Bailey is generally seen as a likable and easy-going character - that smile again - with an apparent lack of ego that has allowed him to gracefully step up to the captain's role and then down again, depending on Michael Clarke's availability.
He has dealt with the uncertainty of his role admirably, admitting he could feasibly be captain of Australia's World Cup side one day, and watching from his lounge room the next; it's difficult to see how Clarke, Bailey and Steve Smith could all fit into one side.
Cricket Australia has long valued Bailey for his leadership skills and his contribution to a healthy team environment, even when his numbers were not setting the world alight. They kept faith with him when they could easily have installed Smith as ODI captain for the World Cup.

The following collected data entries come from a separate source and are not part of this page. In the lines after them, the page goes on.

PR #599, opened 2017-01-05
Pass pointer-events on fullscreen overlay to underlaying modules

qistoph:
The fullscreen_above overlay prevents mouse actions like _hover_ to be passes to modules.

1. Make fullscreen regions (based on CSS class) not handle mouse events.
2. Make all children in fullscreen regions handle mouse events, to negate any possible side-effects of 1.

Just 1. would fix the issue I was having where my module did not receive _hover_ events. Adding 2. makes sure that modules placed in a fullscreen region still **do** receive their mouse events.

### DIFF
--- a/CHANGELOG.md
+++ b/CHANGELOG.md
@@ -3,6 +3,7 @@ All notable changes to this project will be documented in this file.
 This project adheres to [Semantic Versioning](http://semver.org/).
 
 ## [2.1.1] - Unreleased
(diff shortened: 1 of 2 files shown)


MichMich:
Not sure if this is a good idea. What if some module uses the fullscreen_above and wants interaction?

qistoph:
That's exactly what 2. is for 🙂

MichMich:
Whoops, missed that. Thanks!

PR #604, opened 2017-01-09
Provide example of syntax for electronOptions

aaronaxvig:
It took me a while to figure out the correct syntax so thought it might be useful to include a quick example.


MichMich:
Please send your PR's to the develop branch.

I like the change though! :)

PR #605, opened 2017-01-10
Add pm2 configuration for manager MagicMirror in script installer

roramirez:


qistoph:
Imho installing and configuring pm2 should be optional. 

If it's installed though, the message explaining how to start MM could (should?) be change too and use pm2 instead of `npm start`. 

Just my 2 cents

MichMich:
I agree with qistoph. This should be optional.

roramirez:
@MichMich @qistoph  add request  in the prompt for script installer?

PR #601, opened 2017-01-06
Russian translations2

morozgrafix:
Redo of the PR #598

**Added:**
- Russian Translations

**Fixed:**
- corrected .gitignore rules for default modules

(Reasoning behind change: when I added translation for `alert` module `git add` was telling me that `.gitignore` rule excludes files and folders under `modules/default`)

But it was perhaps telling that when Jos Buttler fumbled before clumsily removing the bails to end Smith's innings, the Fox Sports Cricket Twitter account tweeted, "Smith stumped! Reaction time of the Aussie skipper falters for the first time this summer!" In fact, the Aussie ODI skipper - although Smith has captained the ODI side once this summer - has faltered in all but one innings this series; a half century in the first match against South Africa.
In the same press conference in which he'd dismissed the notion of being out of form, Bailey was asked about the importance of Clarke to Australia's World Cup hopes. Bailey described the question as "weird".
"I still think we can win it without him," he said, the smile still firmly in place. "But I'd certainly prefer to win it with him."
There may be some very long net sessions in store before February 14.